I just picked up this concert DVD at the grand opening of our new Best Buy store, yes, Best Buy comes to Vero Beach. I hate to say it, but I don't feel that the audio mix is done very well. I know that they of all people certainly had the equipment to do the job properly, but there just doesn't seem to be a good low end throughout the DVD. The kick drum seems way down in the mix and there is absolutely no percussive attack on it. I guess that in a concert situation, I like to be able to hear and feel that kick drum and it just doesn't happen here. The bass guitar seems to come out occasionally, but still is not very well recorded. Has anyone else heard this DVD? If so, what are the thoughts? I had heard that it was supposed to be quite good and am a bit disappointed.


----------



## Tomsoundman (Jun 17, 2002)

Haven't heard it, when was it recorded? in the 1980's? Maybe that is why - source material.


----------



## Frapp (Apr 23, 2002)

> _Originally posted by Rking401 _
> *I just picked up this concert DVD at the grand opening of our new Best Buy store, yes, Best Buy comes to Vero Beach. I hate to say it, but I don't feel that the audio mix is done very well. I know that they of all people certainly had the equipment to do the job properly, but there just doesn't seem to be a good low end throughout the DVD. The kick drum seems way down in the mix and there is absolutely no percussive attack on it. I guess that in a concert situation, I like to be able to hear and feel that kick drum and it just doesn't happen here. The bass guitar seems to come out occasionally, but still is not very well recorded. Has anyone else heard this DVD? If so, what are the thoughts? I had heard that it was supposed to be quite good and am a bit disappointed. *


I wonder if you have a defective DVD ? I have played this U2 DVD dozens of times over the years on my home system and it sounds great.

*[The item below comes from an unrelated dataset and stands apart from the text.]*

PR #40654, opened 2025-08-06
Add `for...of` loop with `const` as modern best practice to "Creating closures in loops: A common mistake"

miskr-instructure:
### Description

As the PR title suggests, using `for (const <varname> of <iterable>) { ... }` should be a highly recommended syntax for developers when creating closures in loops (in general, it should probably be the most recommended way to loop on iterables, but that's not the scope of this PR).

Also, I have attended three U2 shows over the last several years and the DVD sounds good to me :shrug:

I would take it back and swap it to see if that may be the problem. On the other hand, what you are listening for may indeed not be there.

On another note, I saw U2 about a year ago ( in an arena ) during their Elevation tour and the sound was not good at all


----------



## Richard King (Mar 25, 2002)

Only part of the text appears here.